Distributionally Robust Optimization Under Distorted Expectations
研究了决策者在仅知部分客观概率信息时,如何利用扭曲期望进行优化决策,发现模糊厌恶者会像风险厌恶者一样行动,并可将此类问题转化为凸规划求解。
Optimal Decision Making Under Distorted Expectation with Partial Distribution Information Decision makers who are not risk neutral may evaluate expected values by distorting objective probabilities to reflect their risk attitudes, a phenomenon known as distorted expectations. This concept is widely applied in behavioral economics, insurance, finance, and other business domains. In “Distributionally Robust Optimization Under Distorted Expectations,” Cai, Li, and Mao study how decision makers using distorted expectations can optimize their decisions when only partial information about objective probabilities is available. They show that decision makers who are ambiguity averse can optimize their decisions as if they are risk averse with their risk attitudes characterized by a convex distortion function.

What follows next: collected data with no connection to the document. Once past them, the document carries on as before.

PR #743, opened 2024-06-10
Add more fused element-wise operators

xadupre:


operators/cuda/add_mul.h
```diff
@@ -20,27 +41,156 @@ struct AddOrMulSharedInput {
...
+                                       tensor_a.Data(), tensor_b.Data(), tensor_c.Data(),
                                        output_data_ab, output_data_ac,
                                        length_a, length_b, length_c,
                                        addition);
     return {};
   }
 };
 
+template <typename T, bool addition>
+struct AddOrMulTwice {
```
wschin, line 65: what's formulation implemented? Every math kernel has to have exact math equation implemented.

operators/cuda/add_mul.h
```diff
@@ -20,27 +41,156 @@ struct AddOrMulSharedInput {
...
+    }
+    return {};
+  }
+
+ private:
+  bool switchMiddelAxis_;
+};
+
+template <typename T, bool subtract_first>
+struct SubAndMul {
```
wschin, line 158: Please add exact math equation of this kernel.

operators/cuda/add_mul.h
xadupre: done

operators/cuda/add_mul.h
xadupre: done

operators/cuda/add_mul.h
```diff
@@ -8,6 +8,35 @@
 
 namespace contrib {
 
+inline void _FillOutputShape3Op(std::vector<int64_t>& dimsA,
```
wschin, line 11: Consider using `const std::vector<int64_t>&` for fixed inputs.

operators/cuda/add_mul.h
```diff
@@ -8,6 +8,35 @@
...
+    }
+}
+
+/**
+*  AddOrMulSharedInput(A, B, C) = A + B, A + C ifaddition is true
+*  AddOrMulSharedInput(A, B, C) = A * B, A * C ifaddition is false
+*
+*  The operator supports broadcast on first dimensions.
+*  A[1, J] + B[I, J] is supported,
+*  A[1, J, 1] + B[I, J, K] is not supported,
```
wschin, line 38:
```suggestion
*  A[1, J, 1] + B[I, J, K] is not supported,
*  In all other cases, all tensors must have the same shape.
```

operators/cuda/add_mul.h
```diff
@@ -20,27 +49,186 @@ struct AddOrMulSharedInput {
...
                      ortc::Tensor<T>& output_ac) const {
-    const T* input_data_a = tensor_a.Data();
-    const T* input_data_b = tensor_b.Data();
-    const T* input_data_c = tensor_c.Data();
-
     auto length_a = tensor_a.NumberOfElement();
     auto length_b = tensor_b.NumberOfElement();
     auto length_c = tensor_c.NumberOfElement();
 
+    if (0 == length_a || 0 == length_b || 0 == length_c) {
```
wschin, line 56: Should this be an assert?

operators/cuda/add_mul.h
xadupre: None of them are fixed.

operators/cuda/add_mul.h
xadupre: I used fast_gelu.h as an example and it returns a null tensor when the input is null. I followed the same design.

operators/cuda/add_mul.h
```diff
@@ -20,27 +50,186 @@ struct AddOrMulSharedInput {
...
+
+/**
+*  SubAndMul(A, B, C) = (A - B) * C if subtract_first is true
+*  SubAndMul(A, B, C) = A * B - C if subtract_first is false
+*
+*  The operator supports broadcast on first dimensions.
+*  A[1, J] + B[I, J] is supported,
+*  A[1, J, 1] + B[I, J, K] is not supported,
+*
+* If negative is true, then the output is transposed, then
```
wschin, line 193: The name `negative` sounds confusing. Why does `negative` control `transpose`? From the equation below, it looks like a typo.

wschin (dismissed):
Overall LGTM but please still fix the typo.

operators/cuda/add_mul.h
xadupre: There is no transpose on this one. Instead of doing A - B, it does B - A. I'll remove the confusing help. Some wrong copy/pasting.

operators/cuda/add_mul.h
```diff
@@ -190,7 +190,7 @@ struct AddAndMul {
 *  A[1, J] + B[I, J] is supported,
 *  A[1, J, 1] + B[I, J, K] is not supported,
 *
-* If negative is true, then the output is transposed, then
```
wschin: Does this op support `subtract_first=false` and `negative=true` and all other combinations?

wschin (commented):
Please make sure the math documentation covers all expected behaviors of the op (not only in this PR). They are the golden standard needed for code quality. Once you fix them, please ping me again. Thanks.

operators/cuda/add_mul.h
xadupre: Yes, I chose the following convention: a parameter is a template parameter if it changes the kernel name. So substract_first is not seen by the user but it implicitly set it up by choosing op SubMul or MulSub. A parameter is an argument of the kernel if the name remains the same.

This finding demonstrates why even non–risk-averse decision makers, such as those studied in the celebrated cumulative prospect theory, may consider it optimal to take risk-averse decisions when facing uncertainty about objective probabilities. Leveraging this finding, the authors show that a large class of distributionally robust optimization problems involving the use of distorted expectations can be tractably solved as convex programs.